Extracting Text Data

Hi,

I am getting the error below after all records have been extracted.

WARN [22 Mar 2016 13:35:57,709][DataMapping thread] com.objectiflune.datamining.text.internal.engine.StepExecuter.runSkip(?:?)[COMPONENT=Data Mapping][SOURCE=Goto123] The step is out of bound (DME000130)

I am using a delimited text file which ends with the delimiter, /f. The file only has 100 records but the mapper shows 101 and I get the error when printing all or viewing the last record.
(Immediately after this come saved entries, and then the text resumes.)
Issue #6153, opened 2026-08-29
2.3.6版本无法区分分组了


HaloKala:
此版本中，订阅分组没有横线区分了，希望回退

2dust:
@eliotcougar  帮忙处理

eliotcougar:
@2dust @xb18 Scrollable tab row was replaced by LazyRow because it was found that it is unusable in accessibility mode. The items that are outside the viewport are skipped by TalkBack navigation. If you want tab dividers, we should add tab dividers to LazyRow items, not simply revert to the old tab row.

I'll make a PR soon...

PR #6163, opened 2026-08-30
Fix group separators without regressing TalkBack navigation

eliotcougar:
## Why

Issue #6153 reported that the Compose group selector no longer provided enough visual separation between subscription groups. Commit 3dc0173b restored the divider and selected indicator by switching the selector back to ScrollableTabRow.

That solves the visual regression, but it also restores the accessibility problem addressed by #6105: TalkBack could not navigate to groups outside the visible tab-row viewport. The keyed LazyRow was introduced because its lazy collection exposes the scrolling semantics needed to reach off-screen groups.

The visual distinction and accessible navigation are independent concerns. The separator should therefore be restored without replacing the lazy collection.

## What changed

- Keep the keyed LazyRow and its off-screen selected-item scrolling.
- Draw a full-width divider beneath the group selector.
- Draw the selected group's 3 dp indicator in the item draw pass so it remains visible above the divider.
- Retain the existing Tab targets, selected state, profile counts, and stable group IDs.

## Validation

- `:app:testPlaystoreDebugUnitTest`
- `:app:assemblePlaystoreDebug -PABI_FILTERS=x86_64`
- Installed the matching-signer APK on a Pixel 6a API 33 emulator.
- Added enough temporary groups to force horizontal overflow; the accessibility UI tree exposed the group selector as scrollable, scrolling revealed off-screen groups, and activating `QA_Group_04` marked it selected.
- Confirmed the full-width divider and selected indicator visually and confirmed an empty crash buffer.
- Enabled and bound TalkBack and verified accessibility focus. ADB-generated touch gestures bypass TalkBack, so they were not counted as full TalkBack gesture-traversal proof.

Follow-up to #6153.

### DIFF
--- a/V2rayNG/app/src/main/java/com/v2ray/ang/ui/main/MainGroupTab.kt
+++ b/V2rayNG/app/src/main/java/com/v2ray/ang/ui/main/MainGroupTab.kt
@@ -1,24 +1,33 @@
 package com.v2ray.ang.ui.main
 
 import androidx.compose.foundation.background
+import androidx.compose.foundation.layout.Box
+import androidx.compose.foundation.layout.PaddingValues
 import androidx.compose.foundation.layout.fillMaxWidth
 import androidx.compose.foundation.layout.heightIn
 import androidx.compose.foundation.layout.widthIn
+import androidx.compose.foundation.lazy.LazyRow
+import androidx.compose.foundation.lazy.itemsIndexed
+import androidx.compose.foundation.lazy.rememberLazyListState
 import androidx.compose.material3.MaterialTheme
-import androidx.compose.material3.ScrollableTabRow
 import androidx.compose.material3.Tab
-import androidx.compose.material3.TabRowDefaults
 import androidx.compose.material3.Text
 import androidx.compose.runtime.Composable
+import androidx.compose.runtime.LaunchedEffect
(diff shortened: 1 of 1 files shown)


2dust:
请注意，我们的 app 不是为了给有视觉障碍的人设计的。
如果用很小的代价能兼顾是可以接受的，但是如果为了给某些特定用途而引入大量的维护困难的代码是不可接受的。

eliotcougar:
> 请注意，我们的 app 不是为了给有视觉障碍的人设计的。 如果用很小的代价能兼顾是可以接受的，但是如果为了给某些特定用途而引入大量的维护困难的代码是不可接受的。

TalkBack incompatibility is not the only issue with the old tab-row code. LazyRow also makes scroll-to tab-ID simpler when using "locate profile" (the roll-back probably broke the locate profile, but I didn't check), it is easier to style, and it is in agreement with the official Android UI guidance. 

I'm refactoring my old TalkBack code at the moment. It should be a lot less complicated and mostly limited to ensuring the UI elements have proper semantic properties and associated localized resources.

eliotcougar:
One additional thing I noticed: adding semantics to UI makes automated app testing a lot easier. Robots can use the semantic tree to direct their actions more precisely than when they have to rely on screenshots and tap coordinates.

Is there a way I can use a script to stop reading records if there is no more data after the delimiter?

Could you provide us with a small sample data file? Should be fairly easy to fix.

How do I attach a file here, can’t see any option for that?

Data below, this is 2 records replace [FORM FEED CHARACTER HERE] with \f, this data shows 3 records but should only show 2

W001 PmlTest.ptk
W002 FalseA POST
W003 PML Test 00204000.pdf
W004
A001 1149783813
A002 054
A003 Mr A Smith
A004 GPO BOX 1
A005 HOBART TAS 7001
A006
A007
A008
A009
A010
A011 1
B001 00000010000101
C001 1
C002 1
C003 1.1
C004 1
C005 1
C006 1
C007 1
M001 Simplex
M002 Portrait
M003 A4
M004 75
M005 PMLTheoreticalBaseStock
D001 204000
D002 1
D003 23/07/2013
D004 31/08/2013
D005 01/07/2012
D006 19/07/2013
D007 Farmland
D008 100 White Road Whitville TAS 7124
D009 LOT 1 DP12 EP 20000
D010 $100.00
D011 $200.00
D012 31/08/2013
D013 $400.00
D014 30/11/2013
D015 $800.00
D016 28/02/2014
D017 $260.00
D018 31/05/2014
D019 $1,660.00
D020 204000
D021 204000
D022 00000000204000
D023 *244 000 204000 9
D024 01/07/2013 to 30/06/2014
D025 9.00
D026 2013/14
I001
P001
P002
P007
P003
P005 Farmland Base Rate 1 Base Levy $400.00
P004 Farmland 4 0.0025c/$ $22.10
P004 Rural Waste Fee $60 flat rate $60.00
P006
J001 Newsletter
J006 Information
[FORM FEED CHARACTER HERE]W001 PmlTest.ptk
W002 FalseA POST
W003 PML Test 00204100.pdf
W004
A001 1131080674
A002 054
A003 Mr B Braxton
A004 GPO BOX 2
A005 HOBART TAS 7001
A006
A007
A008
A009
A010
A011 2
B001 00000010000201
C001 1
C002 1
C003 1.2
C004 1
C005 1
M001 Simplex
M002 Portrait
M003 A4
M004 75
M005 PMLTheoreticalBaseStock
D001 204100
D002 2
D003 23/07/2013
D004 31/08/2013
D005 01/07/2012
D006 19/07/2013
D007 Residential
D008 101 White Road Whitville TAS 7124
D009 LOT 2 DP12 EP 20100
D010 $200.00
D011 $200.00
D012 31/08/2013
D013 $400.00
D014 30/11/2013
D015 $800.00
D016 28/02/2014
D017 $260.00
D018 31/05/2014
D019 $1,660.00
D020 204100
D021 204100
D022 00000000204100
D023 *244 000 204100 9
D024 01/07/2013 to 30/06/2014
D025 9.00
D026 2013/14
I001
P001
P002
P007
P003
P005 Residential Base Rate 2 Base Levy $400.00
P004 Residential 10 0.0045c/$ $90.00
P004 Rural Waste Fee $60 flat rate $60.00
P006
[FORM FEED CHARACTER HERE]

Click on the chain link in the Editor Toolbar then select the “Send” tab in the dialog: that allows you to upload a file to the server.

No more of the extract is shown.